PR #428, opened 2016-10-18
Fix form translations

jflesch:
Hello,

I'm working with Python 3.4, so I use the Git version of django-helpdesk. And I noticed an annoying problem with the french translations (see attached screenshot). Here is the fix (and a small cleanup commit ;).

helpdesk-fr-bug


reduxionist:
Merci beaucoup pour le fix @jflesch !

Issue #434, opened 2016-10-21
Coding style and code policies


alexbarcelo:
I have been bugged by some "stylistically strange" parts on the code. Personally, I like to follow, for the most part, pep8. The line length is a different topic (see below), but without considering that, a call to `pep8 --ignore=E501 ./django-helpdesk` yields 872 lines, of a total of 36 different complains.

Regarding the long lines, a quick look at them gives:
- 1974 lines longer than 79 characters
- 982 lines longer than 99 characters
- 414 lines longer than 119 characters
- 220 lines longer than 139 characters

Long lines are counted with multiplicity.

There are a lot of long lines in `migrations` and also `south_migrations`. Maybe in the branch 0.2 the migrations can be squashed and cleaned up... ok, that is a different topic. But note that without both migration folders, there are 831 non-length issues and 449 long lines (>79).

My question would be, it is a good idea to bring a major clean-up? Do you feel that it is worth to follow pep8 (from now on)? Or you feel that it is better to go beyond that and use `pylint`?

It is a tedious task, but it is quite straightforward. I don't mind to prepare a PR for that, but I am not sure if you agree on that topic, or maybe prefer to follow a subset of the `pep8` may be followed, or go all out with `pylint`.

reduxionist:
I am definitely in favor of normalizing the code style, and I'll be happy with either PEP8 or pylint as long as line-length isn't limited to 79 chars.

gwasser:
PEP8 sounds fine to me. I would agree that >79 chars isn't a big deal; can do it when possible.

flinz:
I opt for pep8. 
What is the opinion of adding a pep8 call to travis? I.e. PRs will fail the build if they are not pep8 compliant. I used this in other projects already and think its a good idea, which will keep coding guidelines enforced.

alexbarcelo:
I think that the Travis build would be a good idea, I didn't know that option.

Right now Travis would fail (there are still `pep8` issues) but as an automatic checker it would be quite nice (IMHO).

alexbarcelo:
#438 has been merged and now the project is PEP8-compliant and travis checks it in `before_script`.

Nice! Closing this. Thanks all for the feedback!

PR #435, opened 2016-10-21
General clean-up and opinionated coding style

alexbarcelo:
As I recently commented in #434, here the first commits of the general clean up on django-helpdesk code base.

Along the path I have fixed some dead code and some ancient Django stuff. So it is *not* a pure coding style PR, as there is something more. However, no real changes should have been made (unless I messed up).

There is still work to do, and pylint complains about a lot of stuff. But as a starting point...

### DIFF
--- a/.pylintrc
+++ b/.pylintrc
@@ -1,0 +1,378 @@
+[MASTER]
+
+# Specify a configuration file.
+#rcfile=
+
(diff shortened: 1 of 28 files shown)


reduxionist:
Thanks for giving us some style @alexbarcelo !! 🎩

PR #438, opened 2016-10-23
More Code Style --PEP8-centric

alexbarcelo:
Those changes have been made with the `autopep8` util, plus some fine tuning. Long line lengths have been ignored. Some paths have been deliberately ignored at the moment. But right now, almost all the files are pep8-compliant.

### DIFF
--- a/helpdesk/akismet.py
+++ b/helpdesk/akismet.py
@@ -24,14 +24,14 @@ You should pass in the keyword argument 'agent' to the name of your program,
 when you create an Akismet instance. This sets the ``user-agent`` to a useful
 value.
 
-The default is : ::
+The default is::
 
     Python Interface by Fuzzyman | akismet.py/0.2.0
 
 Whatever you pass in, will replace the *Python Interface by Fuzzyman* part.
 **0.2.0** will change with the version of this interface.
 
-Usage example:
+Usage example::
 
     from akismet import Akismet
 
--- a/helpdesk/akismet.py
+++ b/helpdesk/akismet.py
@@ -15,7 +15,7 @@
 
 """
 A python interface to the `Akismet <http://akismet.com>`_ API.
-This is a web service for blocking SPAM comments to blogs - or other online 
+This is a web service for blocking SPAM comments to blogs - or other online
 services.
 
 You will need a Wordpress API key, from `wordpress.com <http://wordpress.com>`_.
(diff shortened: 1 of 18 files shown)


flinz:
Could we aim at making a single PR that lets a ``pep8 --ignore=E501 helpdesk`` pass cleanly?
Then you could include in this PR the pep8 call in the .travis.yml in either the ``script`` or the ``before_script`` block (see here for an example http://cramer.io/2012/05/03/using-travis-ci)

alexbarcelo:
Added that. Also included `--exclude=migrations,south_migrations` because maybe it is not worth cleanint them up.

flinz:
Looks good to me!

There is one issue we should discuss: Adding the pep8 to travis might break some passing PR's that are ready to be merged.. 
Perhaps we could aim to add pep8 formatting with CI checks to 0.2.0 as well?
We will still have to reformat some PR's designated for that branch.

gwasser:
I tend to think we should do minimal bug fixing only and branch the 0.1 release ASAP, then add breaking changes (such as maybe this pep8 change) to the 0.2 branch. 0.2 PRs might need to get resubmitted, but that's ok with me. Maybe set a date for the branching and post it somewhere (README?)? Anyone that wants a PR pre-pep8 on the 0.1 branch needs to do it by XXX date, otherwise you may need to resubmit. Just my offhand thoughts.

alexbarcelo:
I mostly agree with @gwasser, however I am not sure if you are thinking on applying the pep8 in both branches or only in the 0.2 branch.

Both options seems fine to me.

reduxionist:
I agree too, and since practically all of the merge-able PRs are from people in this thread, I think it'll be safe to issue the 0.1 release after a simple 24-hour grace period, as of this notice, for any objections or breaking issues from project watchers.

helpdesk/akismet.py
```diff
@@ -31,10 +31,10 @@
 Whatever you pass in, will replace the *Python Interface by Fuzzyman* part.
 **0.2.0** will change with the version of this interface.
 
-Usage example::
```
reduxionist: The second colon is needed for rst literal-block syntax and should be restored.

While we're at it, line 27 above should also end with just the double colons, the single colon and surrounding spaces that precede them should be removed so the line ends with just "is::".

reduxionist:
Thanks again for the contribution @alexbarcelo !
########################################
Output the complete set of records word for word.

PR #428, opened 2016-10-18
Fix form translations

jflesch:
Hello,

I'm working with Python 3.4, so I use the Git version of django-helpdesk. And I noticed an annoying problem with the french translations (see attached screenshot). Here is the fix (and a small cleanup commit ;).

helpdesk-fr-bug


reduxionist:
Merci beaucoup pour le fix @jflesch !

Issue #434, opened 2016-10-21
Coding style and code policies


alexbarcelo:
I have been bugged by some "stylistically strange" parts on the code. Personally, I like to follow, for the most part, pep8. The line length is a different topic (see below), but without considering that, a call to `pep8 --ignore=E501 ./django-helpdesk` yields 872 lines, of a total of 36 different complains.

Regarding the long lines, a quick look at them gives:
- 1974 lines longer than 79 characters
- 982 lines longer than 99 characters
- 414 lines longer than 119 characters
- 220 lines longer than 139 characters

Long lines are counted with multiplicity.

There are a lot of long lines in `migrations` and also `south_migrations`. Maybe in the branch 0.2 the migrations can be squashed and cleaned up... ok, that is a different topic. But note that without both migration folders, there are 831 non-length issues and 449 long lines (>79).

My question would be, it is a good idea to bring a major clean-up? Do you feel that it is worth to follow pep8 (from now on)? Or you feel that it is better to go beyond that and use `pylint`?

It is a tedious task, but it is quite straightforward. I don't mind to prepare a PR for that, but I am not sure if you agree on that topic, or maybe prefer to follow a subset of the `pep8` may be followed, or go all out with `pylint`.

reduxionist:
I am definitely in favor of normalizing the code style, and I'll be happy with either PEP8 or pylint as long as line-length isn't limited to 79 chars.

gwasser:
PEP8 sounds fine to me. I would agree that >79 chars isn't a big deal; can do it when possible.

flinz:
I opt for pep8. 
What is the opinion of adding a pep8 call to travis? I.e. PRs will fail the build if they are not pep8 compliant. I used this in other projects already and think its a good idea, which will keep coding guidelines enforced.

alexbarcelo:
I think that the Travis build would be a good idea, I didn't know that option.

Right now Travis would fail (there are still `pep8` issues) but as an automatic checker it would be quite nice (IMHO).

alexbarcelo:
#438 has been merged and now the project is PEP8-compliant and travis checks it in `before_script`.

Nice! Closing this. Thanks all for the feedback!

PR #435, opened 2016-10-21
General clean-up and opinionated coding style

alexbarcelo:
As I recently commented in #434, here the first commits of the general clean up on django-helpdesk code base.

Along the path I have fixed some dead code and some ancient Django stuff. So it is *not* a pure coding style PR, as there is something more. However, no real changes should have been made (unless I messed up).

There is still work to do, and pylint complains about a lot of stuff. But as a starting point...

### DIFF
--- a/.pylintrc
+++ b/.pylintrc
@@ -1,0 +1,378 @@
+[MASTER]
+
+# Specify a configuration file.
+#rcfile=
+
(diff shortened: 1 of 28 files shown)


reduxionist:
Thanks for giving us some style @alexbarcelo !! 🎩

PR #438, opened 2016-10-23
More Code Style --PEP8-centric

alexbarcelo:
Those changes have been made with the `autopep8` util, plus some fine tuning. Long line lengths have been ignored. Some paths have been deliberately ignored at the moment. But right now, almost all the files are pep8-compliant.

### DIFF
--- a/helpdesk/akismet.py
+++ b/helpdesk/akismet.py
@@ -24,14 +24,14 @@ You should pass in the keyword argument 'agent' to the name of your program,
 when you create an Akismet instance. This sets the ``user-agent`` to a useful
 value.
 
-The default is : ::
+The default is::
 
     Python Interface by Fuzzyman | akismet.py/0.2.0
 
 Whatever you pass in, will replace the *Python Interface by Fuzzyman* part.
 **0.2.0** will change with the version of this interface.
 
-Usage example:
+Usage example::
 
     from akismet import Akismet
 
--- a/helpdesk/akismet.py
+++ b/helpdesk/akismet.py
@@ -15,7 +15,7 @@
 
 """
 A python interface to the `Akismet <http://akismet.com>`_ API.
-This is a web service for blocking SPAM comments to blogs - or other online 
+This is a web service for blocking SPAM comments to blogs - or other online
 services.
 
 You will need a Wordpress API key, from `wordpress.com <http://wordpress.com>`_.
(diff shortened: 1 of 18 files shown)


flinz:
Could we aim at making a single PR that lets a ``pep8 --ignore=E501 helpdesk`` pass cleanly?
Then you could include in this PR the pep8 call in the .travis.yml in either the ``script`` or the ``before_script`` block (see here for an example http://cramer.io/2012/05/03/using-travis-ci)

alexbarcelo:
Added that. Also included `--exclude=migrations,south_migrations` because maybe it is not worth cleanint them up.

flinz:
Looks good to me!

There is one issue we should discuss: Adding the pep8 to travis might break some passing PR's that are ready to be merged.. 
Perhaps we could aim to add pep8 formatting with CI checks to 0.2.0 as well?
We will still have to reformat some PR's designated for that branch.

gwasser:
I tend to think we should do minimal bug fixing only and branch the 0.1 release ASAP, then add breaking changes (such as maybe this pep8 change) to the 0.2 branch. 0.2 PRs might need to get resubmitted, but that's ok with me. Maybe set a date for the branching and post it somewhere (README?)? Anyone that wants a PR pre-pep8 on the 0.1 branch needs to do it by XXX date, otherwise you may need to resubmit. Just my offhand thoughts.

alexbarcelo:
I mostly agree with @gwasser, however I am not sure if you are thinking on applying the pep8 in both branches or only in the 0.2 branch.

Both options seems fine to me.

reduxionist:
I agree too, and since practically all of the merge-able PRs are from people in this thread, I think it'll be safe to issue the 0.1 release after a simple 24-hour grace period, as of this notice, for any objections or breaking issues from project watchers.

helpdesk/akismet.py
```diff
@@ -31,10 +31,10 @@
 Whatever you pass in, will replace the *Python Interface by Fuzzyman* part.
 **0.2.0** will change with the version of this interface.
 
-Usage example::
```
reduxionist: The second colon is needed for rst literal-block syntax and should be restored.

While we're at it, line 27 above should also end with just the double colons, the single colon and surrounding spaces that precede them should be removed so the line ends with just "is::".

reduxionist:
Thanks again for the contribution @alexbarcelo !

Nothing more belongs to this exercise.